What to produce
Quote every line from the top of the listing down to and including the line that contains "and https://aka.ms/ci-fix.".

Study material
◆ ◆ ◆ ◆
PR #38846, opened 2025-11-17
Review request for Microsoft.ContainerService/aks to add version preview/2025-10-02-preview

FumingZhang:

> [!TIP]

## PR review workflow diagram

## Purpose of this PR

  - [ ] New resource provider.
  - [ ] Other, please clarify:

## Due diligence checklist

## Additional information

<details>

</details>
<details>

</details>

## Getting help

  and https://aka.ms/ci-fix.


FumingZhang:
Regarding the breaking change, it is being compared to the latest stable API version, and the results listed are identical to those from the [previous preview API version](https://github.com/Azure/azure-rest-api-specs/pull/38472#issuecomment-3459369033)

image

- Item 1-2 of [1029 - ReadonlyPropertyChanged](https://github.com/Azure/openapi-diff/tree/master/docs/rules/1029.md) are caused by change https://github.com/Azure/azure-rest-api-specs/pull/37803/commits/baf5edb5c735e1461e5f4a4deb5c921aa681ee5d.

    The reason for this change is that customers need a recovery mechanism in case upgrades failed or even if the upgrade succeeded but customer has workload issues on the newer version. Goal is to rollback kubernetes/node image version to allow them to go back to the previous version(s), so removing the previous read-only restriction on this field.

- Items 3-7 of [1029 - ReadonlyPropertyChanged](https://github.com/Azure/openapi-diff/tree/master/docs/rules/1029.md) and [1036 - ConstraintChanged](https://github.com/Azure/openapi-diff/tree/master/docs/rules/1036.md) are caused by change https://github.com/Azure/azure-rest-api-specs/commit/c66c21ceccde02cc4b9ee75a8794e831cda35d5d in previous preview API version 2025-04-02-preview

    The reason for this change is that previously, AKS only supported Get/List Machines. In this new API proposal, AKS introduces Put Machine as a new operation. Since the machine data model and name parameter will now be shared between Get and Put, we are removing the read-only restriction from certain properties and expanding the name parameter accordingly. Check this https://github.com/Azure/azure-rest-api-specs/pull/35081#issuecomment-2938079182.

FumingZhang:
Regarding failed [Swagger LintDiff](https://github.com/Azure/azure-rest-api-specs/actions/runs/19448078086), the model is reused from [compute rp](https://github.com/Azure/azure-rest-api-specs/blob/main/specification/compute/resource-manager/Microsoft.Compute/Skus/stable/2021-07-01/skus.json#L114), and its original definition does not include attributes such as name, id or type, so added a [suppression](https://github.com/Azure/azure-rest-api-specs/pull/38846/commits/63fe614ba64b4f31677e3a3a278333e5ab72a314) for this.

image

mentat9:
@FumingZhang - Regarding the suppression: does the Compute API include those properties and they are missing from the spec? Or are they actually missing from the API?

CustardTart32:
@mentat9 The properties (`id`, `type`) are missing from the compute API (and by extension spec). 

I've decided to define our own models as I wasn't sure if we could directly import models from other RP's and existing examples clone compute models instead of importing existing ones. Happy to abide by your suggestion however.

mentat9:
>           "type": "string",

Add format: armId (and x-ms-arm-id-details as appropriate). Ref: [https://github.com/Azure/autorest/blob/main/docs/extensions/readme.md#x-ms-arm-id-details](https://github.com/Azure/autorest/blob/main/docs/extensions/readme.md#x-ms-arm-id-details).

---
Refers to: specification/containerservice/resource-manager/Microsoft.ContainerService/aks/preview/2025-10-02-preview/managedClusters.json:5265 in b11422e. [](commit_id = b11422e4e2f0ec8ca0b6f3d52ae5fb97d1cf4abe, deletion_comment = False)

mentat9:
>         "name": {

[ARMBlockingComment] Don't duplicate top-level property names (name, type, id, etc.) within the property bag. You could use skuName here. There are a couple of other examples below (name, type) which you should also consider changing, but in those cases where the objects are inside an array property, it's not as critical.

---
Refers to: specification/containerservice/resource-manager/Microsoft.ContainerService/aks/preview/2025-10-02-preview/managedClusters.json:5269 in b11422e. [](commit_id = b11422e4e2f0ec8ca0b6f3d52ae5fb97d1cf4abe, deletion_comment = False)

mentat9:
>       }

Just checking that you want an array of extendedLocations, but a single extendedLocation type.

---
Refers to: specification/containerservice/resource-manager/Microsoft.ContainerService/aks/preview/2025-10-02-preview/managedClusters.json:5478 in b11422e. [](commit_id = b11422e4e2f0ec8ca0b6f3d52ae5fb97d1cf4abe, deletion_comment = False)

mentat9:
>         "name": {

Should be plural, e.g. names or zoneNames

---
Refers to: specification/containerservice/resource-manager/Microsoft.ContainerService/aks/preview/2025-10-02-preview/managedClusters.json:5559 in b11422e. [](commit_id = b11422e4e2f0ec8ca0b6f3d52ae5fb97d1cf4abe, deletion_comment = False)

mentat9:
>         "enableEncryptionAtHost": {

Consider using enum instead of boolean. Enums are better properties for many reasons. This could be something like: encryption: { None, Host }.

---
Refers to: specification/containerservice/resource-manager/Microsoft.ContainerService/aks/preview/2025-10-02-preview/managedClusters.json:10142 in b11422e. [](commit_id = b11422e4e2f0ec8ca0b6f3d52ae5fb97d1cf4abe, deletion_comment = False)

mentat9:
>     "ResourceSku": {

These properties need to be placed in a property bag within the ARM resource envelope. You can include the top-level definitions from common v6 types.json.

---
Refers to: specification/containerservice/resource-manager/Microsoft.ContainerService/aks/preview/2025-10-02-preview/managedClusters.json:5260 in b11422e. [](commit_id = b11422e4e2f0ec8ca0b6f3d52ae5fb97d1cf4abe, deletion_comment = False)

specification/containerservice/resource-manager/Microsoft.ContainerService/aks/readme.md
```diff
@@ -1433,4 +1442,8 @@ directive:
     from: managedClusters.json
     where: $.definitions.LocalDNSOverrides
     reason: User defined custom key-value pairs, similar to the allowed "user defined tags." These pairs can have any value, as there is no validation on the values
+  - suppress: RequiredPropertiesMissingInResourceModel
+    from: managedClusters.json
+    where: $.definitions.ResourceSkusResult
+    reason: The model is reused from [compute rp](https://github.com/Azure/azure-rest-api-specs/blob/main/specification/compute/resource-manager/Microsoft.Compute/Skus/stable/2021-07-01/skus.json#L114), and its original definition does not include attributes such as name, id or type.
```
mentat9: Once you fix the ResourceSku definition to have the ARM resource envelope, you can remove this suppression.

CustardTart32:
Hi @mentat9, regarding your comments regarding the List VM SKUs API, I would also like to mention that this endpoint is a wrapper around the Compute resource SKUs endpoint. We essentially perform some filtering on the AKS side and return the response in the same shape as the Compute endpoint. 

Your suggestions would require us to modify the codebase in order to develop a conversion layer between the compute `ResourceSku` models and the AKS `ResourceSku` models. I'm not sure if this is really necessary from an AKS perspective. If we just imported the Compute models instead of redefining them, would that be satisfactory for you? 

```
        "responses": {
          "200": {
            "description": "The request has succeeded.",
            "schema": {
              "$ref": "../../../../../../compute/resource-manager/Microsoft.Compute/Skus/stable/2021-07-01/skus.json#/definitions/ResourceSkusResult"
            }
          },
 ```

**Comment by FumingZhang** [comment]
> > ```
> >     "enableEncryptionAtHost": {
> > ```
> 
> Consider using enum instead of boolean. Enums are better properties for many reasons. This could be something like: encryption: { None, Host }.
> 
> Refers to: specification/containerservice/resource-manager/Microsoft.ContainerService/aks/preview/2025-10-02-preview/managedClusters.json:10142 in [b11422e](https://github.com/Azure/azure-rest-api-specs/commit/b11422e4e2f0ec8ca0b6f3d52ae5fb97d1cf4abe). [](commit_id = [b11422e](https://github.com/Azure/azure-rest-api-specs/commit/b11422e4e2f0ec8ca0b6f3d52ae5fb97d1cf4abe), deletion_comment = False)

We agree that using an enum is generally better than a bool. However, in this case, there are only two possible states—whether to encrypt the host disk or not. For simplicity and to stay consistent with other properties in the same profile, we prefer to keep it as it is.

**Comment by mentat9** [comment]
> Hi @mentat9, regarding your comments regarding the List VM SKUs API, I would also like to mention that this endpoint is a wrapper around the Compute resource SKUs endpoint. We essentially perform some filtering on the AKS side and return the response in the same shape as the Compute endpoint.
> 
> Your suggestions would require us to modify the codebase in order to develop a conversion layer between the compute `ResourceSku` models and the AKS `ResourceSku` models. I'm not sure if this is really necessary from an AKS perspective. If we just imported the Compute models instead of redefining them, would that be satisfactory for you?
> 
> ```
>         "responses": {
>           "200": {
>             "description": "The request has succeeded.",
>             "schema": {
>               "$ref": "../../../../../../compute/resource-manager/Microsoft.Compute/Skus/stable/2021-07-01/skus.json#/definitions/ResourceSkusResult"
>             }
>           },
> ```

No, you are right to create your own definition rather than reference another RP's spec. That kind of coupling is not allowed. Also, I understand your concern about needing to add a conversion layer to implement the ARM resource contract. However, this is a real issue that normally would be discussed in modeling office hours.

Here's the problem: you are attempting to expose the Microsoft.Compute SKUs contract from your RP, when it meets neither your RPs SKUs contract (it is not listing your RP's SKUs), nor the basic ARM resource type contract (doesn't have ARM resource type envelope). You don't want to expose Microsoft.Compute SKUs as your own and implementing this as GET of a resource without following the ARM resource contract is not allowed.

You have a couple of options:
1. Follow the ARM resource contract to expose compute SKUs as your resource type (vmSkus). This is what I was assuming in the feedback I already provided.
2. Change the API to a POST action called **list&lt;thing&gt;**, where **&lt;thing&gt;** is whatever these items should be called. For example, (just my guess) **listAvailableComputeSkus**:
```
POST /subscriptions/{subscriptionId}/providers/Microsoft.ContainerService/locations/{location}/listAvailableComputeSkus
```
Or choose another action name that describes the semantics better. The POST action payload can mimic that of the Microsoft.Compute/skus API: the property bag and top-level resource properties are not required for a POST action.

CustardTart32:
@mentat9, thanks for your feedback. I've decided to change the API to a `POST` request as outlined in the Proxy Resource RPC guide and as per your comments.

`POST /subscriptions/{subscriptionId}/providers/Microsoft.ContainerService/locations/{location}/listVmSkus`

https://github.com/Azure/azure-rest-api-specs/pull/38993 (cc. @FumingZhang)

Regarding your other comments about plural/singular field names, as this endpoint mimics the compute/skus API, I'd like to keep those unchanged as long as these are not blocking issues.

matthchr:
TBH I think we should pursue @mentat9's suggestion 1:
> Follow the ARM resource contract to expose compute SKUs as your resource type (vmSkus). This is what I was assuming in the feedback I already provided.

I'm not a huge fan of the `POST /listSkus`.

Note that any changes to the shape of this API in the Swagger are problematic ATM because the service backing the original Swagger is already rolled out and there are no more changes possible this year AFAIK. Getting feedback at this point from ARM reviewers is really too late since the service code has already been written. I'm about to go on vacation for a while but we (AKS) should sync with ARM on how we can frontload this review process in such a way as to avoid getting this feedback so late in the process. We generally try to call things like this out but I was under the (mistaken?) impression that GETs that don't follow the ARM resource model are allowed but discouraged, because some already exist (see for example the Compute ListSKUs API which has this exact same structure).

psah434:
Have all the comments from the previous reviewer been addressed? there is also an arm blocking comment. Please respond to each comment if it is has been fixed.

CustardTart32:
> TBH I think we should pursue @mentat9's suggestion 1:
> 
> > Follow the ARM resource contract to expose compute SKUs as your resource type (vmSkus). This is what I was assuming in the feedback I already provided.
> 
> I'm not a huge fan of the `POST /listSkus`.

On suggestion 1, I did consider this but decided against it for several reasons. 
- One of the functional requirements listed in the PRD is to align with the CRP endpoint. In order to align with suggestion 1, we would need to add new fields (`id`, `type`, `name`) and rename existing fields within the property bag (`name` -> `skuName`).
- SKU's don't really align well with the ARM resources. For example, SKU's don't have an ID that provides a unique identifier for the "resource" in question. In order to identify a SKU, we normally use a combination of the `name` and the `resourceType` which doesn't align well with ARM URL encoded resource ID's.

Whilst I agree that `POST /listSkus` isn't the elegant solution, the [RP proxy resource contract](https://github.com/cloud-and-ai-microsoft/resource-provider-contract/blob/master/v1.0/proxy-api-reference.md#resource-action-requests) does provide explicitly provide examples for list operations to be used as action names.  It would also allow us to sidestep these ARM resource schema requirements.

CustardTart32:
> Note that any changes to the shape of this API in the Swagger are problematic ATM because the service backing the original Swagger is already rolled out and there are no more changes possible this year AFAIK. Getting feedback at this point from ARM reviewers is really too late since the service code has already been written. I'm about to go on vacation for a while but we (AKS) should sync with ARM on how we can frontload this review process in such a way as to avoid getting this feedback so late in the process. We generally try to call things like this out but I was under the (mistaken?) impression that GETs that don't follow the ARM resource model are allowed but discouraged, because some already exist (see for example the Compute ListSKUs API which has this exact same structure).

Agree, let's raise this issue and sync with the AKS and ARM teams on how to avoid these blocking issues late into the development process. I was under the original assumption that this would be allowed as we already have existing `GET` endpoints that return non compliant response formats (`listKubernetesVersions`) so I thought this too would also be allowed.

CustardTart32:
> Have all the comments from the previous reviewer been addressed? there is also an arm blocking comment. Please respond to each comment if it is has been fixed.

@FumingZhang, let's revert the `List SKU's` swagger model changes and create a separate PR once the AKS team decides on the correct swagger format and get ARM pre-approval then.

EDIT: Awaiting ARM reviewer response on whether or not we can keep the List VM SKU's as a GET endpoint before reverting.

matthchr:
Ok I synced up with @CustardTart32 and he's convinced me that we don't actually want suggestion 1 because the problem is our whole intent here is to have this API look like https://learn.microsoft.com/en-us/rest/api/compute/resource-skus/list?view=rest-compute-2025-04-01&tabs=HTTP (which is the publicly exposed compute skus API). _Maybe_ post is better if we have to have it be a POST to maintain shape compatibility with what CRP exposes.

We can't fix it in this API version though as mentioned above the service is already out for this API version and there's a code freeze so we can't just fix it. Changing anything at this point would mismatch with the actual service implementation.

Can you expand on this?
> You don't want to expose Microsoft.Compute SKUs as your own and implementing this as GET of a resource without following the ARM resource contract is not allowed.

What are the consequences if a GET-only resource such as `vmSkus` as proposed doesn't actually match the ARM API resource shape contract? (i.e. what tools are broken, what workflows don't work, etc). I ask because we have many others that already don't follow the resource pattern and are plain GETs, like...
[ListKubernetesVersions](https://github.com/Azure/azure-rest-api-specs/blob/main/specification/containerservice/resource-manager/Microsoft.ContainerService/aks/preview/2025-09-02-preview/managedClusters.json#L73)
[ListNodeImageVersions](https://github.com/Azure/azure-rest-api-specs/blob/main/specification/containerservice/resource-manager/Microsoft.ContainerService/aks/preview/2025-09-02-preview/managedClusters.json#L113)
[ListOutboundNetworkDependenciesEndpoints](https://github.com/Azure/azure-rest-api-specs/blob/main/specification/containerservice/resource-manager/Microsoft.ContainerService/aks/preview/2025-09-02-preview/managedClusters.json#L2952)

There are probably more (I didn't do an exhaustive search). Given the above I'd like to understand the consequences of one more.

psah434:
As I have mentioned previously, please go through each comment in this PR ( the entire time the pr has been open) and respond if it has been addressed before putting it in the queue again. There are too many commits here and this is very difficult to review.

CustardTart32:
> > ```
> >       "type": "string",
> > ```
> 
> Add format: armId (and x-ms-arm-id-details as appropriate). Ref: https://github.com/Azure/autorest/blob/main/docs/extensions/readme.md#x-ms-arm-id-details.
> 
> Refers to: specification/containerservice/resource-manager/Microsoft.ContainerService/aks/preview/2025-10-02-preview/managedClusters.json:5265 in [b11422e](https://github.com/Azure/azure-rest-api-specs/commit/b11422e4e2f0ec8ca0b6f3d52ae5fb97d1cf4abe). [](commit_id = [b11422e](https://github.com/Azure/azure-rest-api-specs/commit/b11422e4e2f0ec8ca0b6f3d52ae5fb97d1cf4abe), deletion_comment = False)

Won't fix. This field isn't actually an ARM ID but rather a string matching the resource type name specified in the manifest.

CustardTart32:
> > ```
> >     "name": {
> > ```
> 
> [ARMBlockingComment] Don't duplicate top-level property names (name, type, id, etc.) within the property bag. You could use skuName here. There are a couple of other examples below (name, type) which you should also consider changing, but in those cases where the objects are inside an array property, it's not as critical.
> 
> Refers to: specification/containerservice/resource-manager/Microsoft.ContainerService/aks/preview/2025-10-02-preview/managedClusters.json:5269 in [b11422e](https://github.com/Azure/azure-rest-api-specs/commit/b11422e4e2f0ec8ca0b6f3d52ae5fb97d1cf4abe). [](commit_id = [b11422e](https://github.com/Azure/azure-rest-api-specs/commit/b11422e4e2f0ec8ca0b6f3d52ae5fb97d1cf4abe), deletion_comment = False)

Addressed, migrated List VM SKUs to use POST instead of GET. Alternatively, as per @matthchr's comment, if we are allowed to use GET requests for non ARM compliant resources, this would also be addressed.

CustardTart32:
> > ```
> >     "name": {
> > ```
> 
> Should be plural, e.g. names or zoneNames
> 
> Refers to: specification/containerservice/resource-manager/Microsoft.ContainerService/aks/preview/2025-10-02-preview/managedClusters.json:5559 in [b11422e](https://github.com/Azure/azure-rest-api-specs/commit/b11422e4e2f0ec8ca0b6f3d52ae5fb97d1cf4abe). [](commit_id = [b11422e](https://github.com/Azure/azure-rest-api-specs/commit/b11422e4e2f0ec8ca0b6f3d52ae5fb97d1cf4abe), deletion_comment = False)

Won't fix. This endpoint is meant to align with the [Compute LIST Resource SKUs API](https://learn.microsoft.com/en-us/rest/api/compute/resource-skus/list?view=rest-compute-2025-02-01&tabs=HTTP) and thus we will copy the response field names verbatim.

CustardTart32:
> > ```
> > "ResourceSku": {
> > ```
> 
> These properties need to be placed in a property bag within the ARM resource envelope. You can include the top-level definitions from common v6 types.json.
> 
> Refers to: specification/containerservice/resource-manager/Microsoft.ContainerService/aks/preview/2025-10-02-preview/managedClusters.json:5260 in [b11422e](https://github.com/Azure/azure-rest-api-specs/commit/b11422e4e2f0ec8ca0b6f3d52ae5fb97d1cf4abe). [](commit_id = [b11422e](https://github.com/Azure/azure-rest-api-specs/commit/b11422e4e2f0ec8ca0b6f3d52ae5fb97d1cf4abe), deletion_comment = False)

Addressed. Migrated List VM SKUs to POST operation. Otherwise, if you deem that a GET request is OK here, we can ignore this comment.

FumingZhang:
@psah434 could you please clarify which comment we haven't responded to? For clarity, I'm adding some screenshots with annotations to show that we have responded to all comments from mentat9 and highlighted several areas where we’re awaiting feedback from ARM.

1. the initial feedback and response
image

2. the second review, comments regarding the ResourceSKU API and enum.
comments2

3. response to the second review
Screenshot 2025-12-03 at 10 42 41 am

4. follow-up on the thread 1 in second review
Screenshot 2025-12-03 at 10 42 50 am

5. response to the follow-up on the thread 1 in second review, the latest comment leaves an open question for ARM.
replyt2

CustardTart32:
Just to add to @FumingZhang's comments, for Thread 1, there are two main options here: 

1. Convert List VM Skus from a GET to a POST endpoint (this has been done already)
2. Keep List VM Skus as a GET endpoint if the ARM reviewer is OK with us adding a new GET endpoint that is non-compliant with the ARM resource schema. (We would need revert the `GET`-> `POST` conversion commit in this case with most of the thread 1 comments redundant in this case)

FumingZhang:
In the very last commit [#bca493d](https://github.com/Azure/azure-rest-api-specs/pull/38846/commits/bca493d9bf196951a735d8140748d65b0e6337a2), we just reverted all the changes related to the ResourceSKU API.

> Following feedback from the ARM reviewer, we updated the proposed ResourceSKU API and confirmed that the revised API has passed the ARM review. However, the server-side code changes have not yet been updated to match this revision. As a result, we will revert these changes and delay their release until the next available preview API version.

palma21 (approved):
◆ ◆ ◆ ◆
Result for this task
PR #38846, opened 2025-11-17
Review request for Microsoft.ContainerService/aks to add version preview/2025-10-02-preview

FumingZhang:

> [!TIP]

## PR review workflow diagram

## Purpose of this PR

  - [ ] New resource provider.
  - [ ] Other, please clarify:

## Due diligence checklist

## Additional information

<details>

</details>
<details>

</details>

## Getting help

  and https://aka.ms/ci-fix.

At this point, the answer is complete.